- _ACTION ITEM_:
Repeat the entire listing exactly.
=== DATA SEGMENT ===
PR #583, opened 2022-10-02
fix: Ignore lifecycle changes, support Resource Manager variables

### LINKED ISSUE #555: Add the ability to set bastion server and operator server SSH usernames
===
- _FINISHED EXERCISE_:
PR #583, opened 2022-10-02
fix: Ignore lifecycle changes, support Resource Manager variables

### LINKED ISSUE #555: Add the ability to set bastion server and operator server SSH usernames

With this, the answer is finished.